Talk of a ‘singularity’ in which artificial intelligence reaches such levels that it moves beyond human capability and comprehension plays inevitably into the realm of interstellar studies. Some have speculated, as Paul Davies does in The Eerie Silence, that any civilization we make contact with will likely be made up of intelligent machines, the natural development of computer technology’s evolution. But even without a singularity, it’s clear that artificial intelligence will have to play an increasing role in space exploration.

If we develop the propulsion technologies to get an interstellar probe off to Alpha Centauri, we’ll need an intelligence onboard that can continue to function for the duration of the journey, which could last centuries, or at the very least decades. Not only that, the onboard AI will have to make necessary repairs, perform essential tasks like navigation, conduct observations and scientific studies and plan and execute arrival into the destination system. And when immediate needs arise, it will have to do all of this without human help, given the travel time for radio signals to reach the spacecraft.

Consider how tricky it is just to run rover operations on Mars. Opportunity’s new software upgrade is called AEGIS, for Autonomous Exploration for Gathering Increased Science. It’s a good package, one that helps the rover identify the best targets for photographs as it returns data to Earth. AEGIS had to be sent to the three transmitting sites and forwarded on to the Odyssey orbiter, from which it could be beamed to Opportunity on the surface. A new article in h+ Magazine takes a look at AEGIS in terms of what it portends for the future of artificial intelligence in space. Have a look at it, and ponder that light-travel time to Mars is measured in minutes, not the hours it takes to get to the outer system.

Where do the early AI applications like AEGIS lead us? Writer Jason Louv asked Benjamin Bornstein, who leads JPL’s Machine Learning team, for a comment on machines and the near future:

“We absolutely need people in the loop, but I do see a future where robotic explorers will coordinate and collaborate on science observations,” Bornstein predicts. “For example, the MER dust devil detector, a precursor to AEGIS, acquires a series of Navcam images over minutes or hours and downlinks to Earth only those images that contain dust devils. A future version of the dust devil detector might alert an orbiter to dust storms or other atmospheric events so that the orbiter can schedule additional science observations from above, time and resources permitting. Dust devils and rover-to-orbiter communication are only one example.

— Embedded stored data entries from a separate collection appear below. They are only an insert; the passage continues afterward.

PR #10582, opened 2021-10-13
[Admin] Minimize bundle JS files in production

brusch:
This is mainly because of maximum connections per host in Chrome which is 256 since Chrome 81. 
See also: https://stackoverflow.com/questions/985431/max-parallel-http-connections-in-a-browser

### DIFF
--- a/lib/Twig/Extension/AdminExtension.php
+++ b/lib/Twig/Extension/AdminExtension.php
@@ -18,6 +18,7 @@ declare(strict_types=1);
 namespace Pimcore\Twig\Extension;
 
 use Pimcore\Tool\Admin;
+use Symfony\Component\Routing\Generator\UrlGeneratorInterface;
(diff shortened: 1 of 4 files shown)


lib/Twig/Extension/AdminExtension.php
```diff
@@ -26,23 +27,48 @@
...
 {
+    public function __construct(private UrlGeneratorInterface $generator)
+    {
+    }
+
     public function getFunctions()
     {
         return [
             new TwigFunction('pimcore_minimize_scripts', [$this, 'minimize']),
+            new TwigFunction('pimcore_script_exists', [$this, 'exists']),
```
jdreesen, line 38: This is unused and the `exists` method does not exist in this class.

jdreesen: #10583

PR #10583, opened 2021-10-13
Remove unused twig function without implementation

jdreesen:
Resolves https://github.com/pimcore/pimcore/pull/10582#discussion_r728008621

## Additional info  

This was added in #10582 (probably by mistake).


brusch:
Thanks a lot!

PR #10586, opened 2021-10-13
Cleanup `bundles/AdminBundle/Resources/views/Admin/Index/index.html.twig` a bit

jdreesen:
Move some code to where it's used and remove a duplicated line.


brusch:
Thanks again!

PR #10862, opened 2021-11-18
Update SelectionProviderTrait.php

AlexanderWeckmer:
The existing version worked with the Select field constant from the resolver. Therefore only the Option Provider worked for the Select field. With the change, the Multiselect also works.
The resolver resolves now 😊.
Lexi


brusch:
Makes sense, thanks a lot! 😊 Just one more thing, could you please rebase your PR onto `10.2` as it is a bug fix? Thanks!

brusch:
Rebasing unfortunately went wrong it seems (many unrelated commits). I've 🍒-picked b4040605bbbb0140bb97560ca4a6d1e1c7738e44 into `10.2` so fixed. Thanks a lot 😊

PR #10864, opened 2021-11-19
Delete local temp file

j-jonas:
I think $workingPath is always a local file, which is created at line 38 "$workingPath = File::getLocalTempFilePath($extension);"

  
  

Resolves #


dvesh3:
@j-jonas yes, it was missed during refactoring. thanks!

PR #10870, opened 2021-11-20
fix capital A of global template location of Areabricks

grizzlydotweb:
Arabricks default global location in Pimcore X is now `templates/areas` 
 with a lowercase 'a'


brusch:
Thank you very much! 👍

PR #10871, opened 2021-11-21
Update select.js

AlexanderWeckmer:
image
image

The selected value of a ComboBox breaks when the key is Html. It seems to be caused by the sencha Library, reproducible in the sencha sandbox as well.
The changes resolve the problem with using a template for the options ("tpl") and a template for the selected value/key ("displayTpl"), and the problem causing dispalyfield is gone.

image


brusch:
@Lexipowder is that the case for multiselect as well? Could you please verify that? Thanks a lot! 😊

dvesh3:
> is that the case for multiselect as well? Could you please verify that? Thanks a lot! 😊

@brusch multiselect works fine.

@Lexipowder thanks!

Issue #10869, opened 2021-11-20
[Bug]: Cant create new VoucherTokenTypeSingle


jansarmir:
### Expected behavior

After saving **OnlineShopVoucherSeries** and clicking on **Voucher Detail** i should see Manager and Statistics

### Actual behavior

Clicking on **Voucher Detail** for new **OnlineShopVoucherSeries** without tokens, we got error

### Steps to reproduce

Create **OnlineShopVoucherSeries** with **VoucherTokenTypeSingle** and click on **Voucher Detail**

brusch:
![image](https://user-images.githubusercontent.com/142037/142847955-2449af3a-2325-4471-8be2-4344127c7a76.png)

brusch:
Fixed by #10876

PR #10876, opened 2021-11-22
Fix: Cant create new VoucherTokenTypeSingle

blankse:
Fix https://github.com/pimcore/pimcore/issues/10869

Regression from #9067


brusch:
Thank you!

PR #10877, opened 2021-11-22
[Workflow] Fix issue when creating element, ni ID given, unable to sa…

brusch:
Not entirely sure where this issue comes from, but actually calling `getMarking()` here: 
https://github.com/pimcore/pimcore/blob/412486842a2485016f198f616b317740cc0f1226/bundles/CoreBundle/EventListener/WorkflowManagementListener.php#L94 

triggers a workflow save, which fails because there is no element ID yet. 
Moving the event listener to post add solves the issue. 

How to reproduce: 
- Create new asset folder in our demo instance
- Error 😉

### DIFF
--- a/bundles/CoreBundle/EventListener/WorkflowManagementListener.php
+++ b/bundles/CoreBundle/EventListener/WorkflowManagementListener.php
@@ -59,9 +59,9 @@ class WorkflowManagementListener implements EventSubscriberInterface
     public static function getSubscribedEvents()
     {
         return [
-            DataObjectEvents::PRE_ADD => 'onElementPreAdd',
-            DocumentEvents::PRE_ADD => 'onElementPreAdd',
-            AssetEvents::PRE_ADD => 'onElementPreAdd',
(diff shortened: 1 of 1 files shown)


bundles/CoreBundle/EventListener/WorkflowManagementListener.php
```diff
@@ -59,9 +59,9 @@ public function __construct(
     public static function getSubscribedEvents()
     {
         return [
-            DataObjectEvents::PRE_ADD => 'onElementPreAdd',
-            DocumentEvents::PRE_ADD => 'onElementPreAdd',
-            AssetEvents::PRE_ADD => 'onElementPreAdd',
+            DataObjectEvents::POST_ADD => 'onElementPreAdd',
```
blankse: Should we also rename the method to `onElementPostAdd`? Is a internal class.

brusch: Yep, makes sense, done - thanks!

PR #10878, opened 2021-11-22
Fix: Cannot assign ElementDescriptor to property $object

blankse:
Followup to https://github.com/pimcore/pimcore/pull/10319


dvesh3:
@blankse thanks!

Issue #10868, opened 2021-11-19
[Bug]: VoucherService fails at isReserved


jansarmir:
### Expected behavior

Cannot add token to cart

### Actual behavior

after calling $cart->addVoucherToken with existing token, with no token in cart, operation fails

https://github.com/pimcore/pimcore/blob/91531281537b7cc8307682517fa9cc03aa617e4f/bundles/EcommerceFrameworkBundle/VoucherService/Token/Dao.php#L62

Fails when $reservation === NULL

### Steps to reproduce

Create token, add to cart, process fails with error

brusch:
fixed by #10881

PR #10881, opened 2021-11-22
Fix: VoucherService fails at isReserved

blankse:
Fix https://github.com/pimcore/pimcore/issues/10868

Regression from https://github.com/pimcore/pimcore/pull/10493


brusch:
Thank you very much!

PR #10883, opened 2021-11-23
Elasticsearch

ctippler:
Prevent warning when no hits are returned.


dvesh3:
@ckogler-elements thanks!

PR #7824, opened 2020-12-29
ExtJS 7 for X

weisswurstkanone:
resolves #6362

PR #10888, opened 2021-11-24
Restore ExtJS locale files

### LINKED ISSUE #10809: [Bug]: No switch of decimal separator in backend GUI (works under 6.9)
### Expected behavior

Decimal separator switches according to the selected language of the logged in user for all number inputs (number, quantity value, etc.).

### Actual behavior

Decimal separator is always the same: "."
The entry of a comma character is allowed but all data following it will be truncated. Only the first "." sign is treated as decimal separator

### Steps to reproduce

- Log in to the pimcore demo under https://demo.pimcore.com/admin
- Check if user language is set to "English"
- Select a car DataObject to edit
- Select the tab "Sale Information"
- Enter a price with cents in the attribute field "Price in EUR" by using a "." as decimal separator
- Switch user language to "German", save and reload backend
- Repeat the same as above and use a "," as decimal separator

blankse:
Fix https://github.com/pimcore/pimcore/issues/10809

Restores locale files from 6.9

Regression from #7824


brusch:
@blankse I think we could live without the `-debug` files, right? 
I would also check if the locale file existis before we include it, as it could lead to a `404` in certain cases. 
Can you please update the PR accordingly? Thanks in advance!

blankse:
@brusch I changed it.

mcop1 (approved):

PR #10892, opened 2021-11-24
Option to allow free input in select editable

dturopoli:
It would be usefull if we allow free input inside select editable by passing new option 'editable' when creating select editable


brusch:
Looks good to me, thanks a lot! 👍

PR #11227, opened 2022-01-20
[Bugfix]: Users and Roles permissions on Custom Reports aren't displayed, resolves #11167

### LINKED ISSUE #11167: Users and Roles permissions on Custom Reports aren't displayed
### Expected behavior

When a user fills the "Visible To Users" and "Visible To Roles" boxes in a Custom Report setting, the information that was entered should be displayed even after reloading.

### Actual behavior

Users and Roles' names aren't loaded when you close and re-open the Custom Report setting, even though user permissions are working properly and, analyzing the GET request which loads Custom Report data, you can see they are returned inside the "sharedUserNames" and "sharedRoleNames" arrays.

### Steps to reproduce

1. Create a Custom Report
2. Under the "Permission" section, uncheck the "Shared Globally" option and select some users or roles from the tag fields underneath
3. Save the Custom Report
4. Close and re-open it. You'll notice "Visible To Users" and "Visible To Roles" boxes are empty, even though permissions are working, as long as you don't save again the report with the unfilled "Permissions" section.

https://user-images.githubusercontent.com/56591443/149167544-8f47ae2d-14e1-464b-90b2-bd473762f91b.mp4

dturopoli:
Fixes #11167

### DIFF
--- a/bundles/AdminBundle/Resources/public/js/pimcore/report/custom/item.js
+++ b/bundles/AdminBundle/Resources/public/js/pimcore/report/custom/item.js
@@ -442,7 +442,7 @@ pimcore.report.custom.item = Class.create({
             });
 
             var userSharingField = Ext.create('Ext.form.field.Tag', {
-                name: "sharedUserIds",
+                name: "sharedUserNames",
                 width: '100%',
                 height: 100,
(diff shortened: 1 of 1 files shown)


weisswurstkanone:
Merci!

PR #11233, opened 2022-01-20
[DataObjects] Remove @internal from getRelationData()

jremmurd:
The docs mention `getRelationData()` as best practice to get data from Reverse Object Relation Datatype fields, so it should NOT be an internal method.

See https://pimcore.com/docs/pimcore/10.3/Development_Documentation/Objects/Object_Classes/Data_Types/Reverse_Object_Relation_Type.html#page_Working-with-PHP-API


brusch:
Thanks, you are totally right! 👍

PR #11240, opened 2022-01-21
Don't catch exception when resolving a class

passioneight:
For example, when using a `LinkGenerator`, the error message gets logged and that's about it.

This change will let the application throw an exception, so that any invalid reference used displays an error message right away.


dvesh3:
BC Break? As existing implementations with missing classes will start throwing exception.

passioneight:
Fair point, though, I'm not sure if there is any use case where the developer just left it as is when `null` was returned. But it could be. May be better off in v11?

passioneight:
<s>Can anyone list the steps for a proper rebase?

Here's what I did:
1. Cloned my repo.
2. Added pimcore/pimcore as remote
3. git fetch remote
4. Checkout patch-1
5. git rebase pimcore/11.x
6. Resolved merge conflict
7. Commit & Push
</s>

Turns out the issue was some setting in PhpStorm that merged the branch from origin after rebasing.

PR #11246, opened 2022-01-21
[Improvement]: default value for preview config

### LINKED ISSUE #11245: [Improvement]: default value for preview config
### Improvement description

Currently, the preview config in the [documentation](https://pimcore.com/docs/pimcore/current/Development_Documentation/Objects/Object_Classes/Class_Settings/Preview_Generator.html#page_Sample-PreviewProvider-Implementation) looks like this:

```php
public function getPreviewConfig(\Pimcore\Model\DataObject\Concrete $object): array {
    return [
        [
            'name' => '_locale',
            'label' => 'Locale',
            'values' => [
                'English' => 'en',
                'German' => 'de'
            ]
        ],
        // Omitted ...
    ];
}
```

It would be great to also be able to define a `defaultValue`, like so (pseudo-code):

```php
public function getPreviewConfig(\Pimcore\Model\DataObject\Concrete $object): array {
    return [
        [
            'name' => '_locale',
            'label' => 'Locale',
            'values' => [
                'English' => 'en',
                'German' => 'de'
            ],
            'defaultValue' => 'en'
        ],
        // Omitted ...
    ];
}
```

This feature is especially helpful, when using locales to generate the preview as it allows us to pre-select the locale based on some logic (e.g., the user's locale).

dturopoli:
Resolves #11245

### DIFF
--- a/bundles/AdminBundle/Resources/public/js/pimcore/object/preview.js
+++ b/bundles/AdminBundle/Resources/public/js/pimcore/object/preview.js
@@ -124,6 +124,7 @@ pimcore.object.preview = Class.create({
 
             let paramSelect = Ext.create('Ext.form.ComboBox', {
                 fieldLabel: params[i].label ? params[i].label : params[i].name,
+                value: params[i].defaultValue ? params[i].defaultValue : '',
                 name: params[i].name,
                 store: selectOptions,
                 queryMode: 'local',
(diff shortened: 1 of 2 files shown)


passioneight:
@dturopoli thanks, works.

brusch:
LGTM, thanks a lot! 👍

PR #11249, opened 2022-01-21
Add test env files/folders to .gitignore

blankse:
Splitting from #10737

If you execute the setup environment script `.github/ci/scripts/setup-pimcore-environment.sh` it should be no files for versioning.


brusch:
I'm not sure whether this could have some dangerous side-effects, can you maybe explain the background of this change a bit more in detail? Thanks 😊

blankse:
@brusch If I work in pimcore only environment to execute the codeception or phpstan tests (like the github action does):
```
git clone https://github.com/pimcore/pimcore.git
cd pimcore
.github/ci/scripts/setup-pimcore-environment.sh
composer install

vendor/bin/codecept run -c . -vvv --json
vendor/bin/phpstan analyse --memory-limit=-1
```

After that you have this files in the git versioning:  `git status`
```
Untracked files:
  (use "git add <file>..." to include in what will be committed)
        .env
        bin/console
        composer.lock
        config/config.yaml
        config/packages/
        config/routes/
        config/services.yaml
        config/system.yml
        public/
        src/
        templates/
        var/
        vendor/
```

After this change:
`nothing to commit, working tree clean`

Than you make changes/add new files. You have to separate it from the folder/files from `setup-pimcore-environment.sh` / composer. This should be added to the .gitignore to simplify it to `git add . && git commit -m "Message"`

A .gitignore only can affect files in its path and below. Because of the / sign at the beginning of each search line it can only affect files in the same path as the .gitignore itself. So these folders are still possible in subfolders. So I see no side effects.

```
mkdir -p test/bin
touch test/bin/console
git status
```
```Untracked files:
  (use "git add <file>..." to include in what will be committed)
        test/
```

Only lines without / at the beginning can match with files/folders in subfolders.

What are your concerns?

brusch:
Thanks for clarifying - makes totally sense 👍😊 Thanks!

A smart planetary seismic sensor might alert an orbiting SAR [synthetic aperture radar] instrument, or a novel thermal reading from orbit could be followed up by ground spectrometer readings… Also, for missions to the outer planets, with one-way light time delays, onboard autonomy offers the potential for far greater science return between communication opportunities.”

One-way light delays are obviously critical as we look at the outer planets and beyond. Voyager 1, for example, as of April 12, was 113 AU from the Sun, having passed the termination shock. It’s now moving into the heliosheath. At these distances, the round-trip light time is 31 hours 34 minutes. That’s just to the edge of the Solar System. A probe to the Oort Cloud will have much longer delays, with round-trip signal times ranging from 82 to 164 weeks. Pushing on to the Alpha Centauri stars obviously lengthens the round-trip time yet again, so that we face up to 4.2 years delay just in getting a message to a probe at Proxima, with another 4.2 years for acknowledgement. The chances of managing short-term problems from Earth are obviously nil.

Image: Comet Hale Bopp’s orbit (lower, faint orange); one light-day (yellow spherical shell with yellow Vernal point arrow as radius); the Termination Shock (blue shell); positions of Voyager 1 (red arrow) and Pioneer 10 (green arrow); Kuiper Belt (small faint gray torus); orbits of Pluto (small tilted ellipse inside Kuiper Belt) and Neptune (smallest ellipse); all to scale. Credit: Paul Stansifer/84user/Wikimedia Commons.

Just how far could an artificial intelligence aboard a space probe be taken? Greg Bear’s wonderful novel Queen of Angels posits an AI that has to learn to deal not only with the situation it finds in the Alpha Centauri system, but also with what appears to be its growing sense of self-awareness. But let’s back the issue out to a broader context. Suppose that a culture at a technological level a million years in advance of ours is run by AIs that have supplanted the biological civilization that created their earliest iterations.

Think it’s hard to guess what an alien culture would do when it’s biological? Try extending the question to a post-singularity world made up of machines whose earliest ancestors were constructed by non-humans.

Will machine intelligence work side by side with the beings that created it, or will it render them obsolete? If Paul Davies’ conjecture that a SETI contact will likely be with a machine civilization proves true, are we safe in believing that the AIs that run it will act according to human logic and aspirations? There is much to speculate on here, but the answer is by no means obvious. In any case, it’s clear that work on artificial intelligence will have to proceed if we’re to operate spacecraft of any complexity outside our own Solar System. Any other species bent on exploring its neighborhood will have had to do the same thing, so the idea of running into non-biological aliens seems just as plausible as encountering their biological creators.